■ Activity ■
Give the listing again in full, exactly as it appears.

■ Extracted entries ■
PR #4667, opened 2016-01-12
Fix rendering of transparent MapQuest layer type

### LINKED ISSUE #4660: Mapquest Image and Labels (Hybrid) has some sort of odd caching issue. See Example
http://openlayers.org/en/master/examples/mapquest.html

Switch Mode to Aerial with Labels and zoom in and out.

petrsloup:
This seems like an error exposed by https://github.com/openlayers/ol3/pull/4595 -- the `'hyb'` layer type is actually not opaque.

Fixes #4660.

### DIFF
--- a/src/ol/source/mapquestsource.js
+++ b/src/ol/source/mapquestsource.js
@@ -40,7 +40,7 @@ ol.source.MapQuest = function(opt_options) {
     logo: 'https://developer.mapquest.com/content/osm/mq_logo.png',
     maxZoom: layerConfig.maxZoom,
     reprojectionErrorThreshold: options.reprojectionErrorThreshold,
-    opaque: true,
+    opaque: layerConfig.opaque,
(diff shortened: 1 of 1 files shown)


ahocevar:
Good catch and elegant fix. Please merge.

ahocevar:
Wait, isn't the ' hyb'  layer a layer group of 2 layers? The first one in the group should be opaque.

ahocevar:
You can merge @petrsloup. The group is created in the example. 'hyb'  is just the overlay layer, which is non-opaque and correctly fixed here.

petrsloup:
@ahocevar Thanks for the review. I think it's quite unfortunate naming on MapQuest's side -- the layer type is named 'hyb' ~ hybrid, but it actually contains only the overlay data (https://otile3-s.mqcdn.com/tiles/1.0.0/hyb/10/300/385.jpg).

■ Result ■
PR #4667, opened 2016-01-12
Fix rendering of transparent MapQuest layer type

### LINKED ISSUE #4660: Mapquest Image and Labels (Hybrid) has some sort of odd caching issue. See Example
http://openlayers.org/en/master/examples/mapquest.html

Switch Mode to Aerial with Labels and zoom in and out.

petrsloup:
This seems like an error exposed by https://github.com/openlayers/ol3/pull/4595 -- the `'hyb'` layer type is actually not opaque.

Fixes #4660.

### DIFF
--- a/src/ol/source/mapquestsource.js
+++ b/src/ol/source/mapquestsource.js
@@ -40,7 +40,7 @@ ol.source.MapQuest = function(opt_options) {
     logo: 'https://developer.mapquest.com/content/osm/mq_logo.png',
     maxZoom: layerConfig.maxZoom,
     reprojectionErrorThreshold: options.reprojectionErrorThreshold,
-    opaque: true,
+    opaque: layerConfig.opaque,
(diff shortened: 1 of 1 files shown)


ahocevar:
Good catch and elegant fix. Please merge.

ahocevar:
Wait, isn't the ' hyb'  layer a layer group of 2 layers? The first one in the group should be opaque.

ahocevar:
You can merge @petrsloup. The group is created in the example. 'hyb'  is just the overlay layer, which is non-opaque and correctly fixed here.

petrsloup:
@ahocevar Thanks for the review. I think it's quite unfortunate naming on MapQuest's side -- the layer type is named 'hyb' ~ hybrid, but it actually contains only the overlay data (https://otile3-s.mqcdn.com/tiles/1.0.0/hyb/10/300/385.jpg).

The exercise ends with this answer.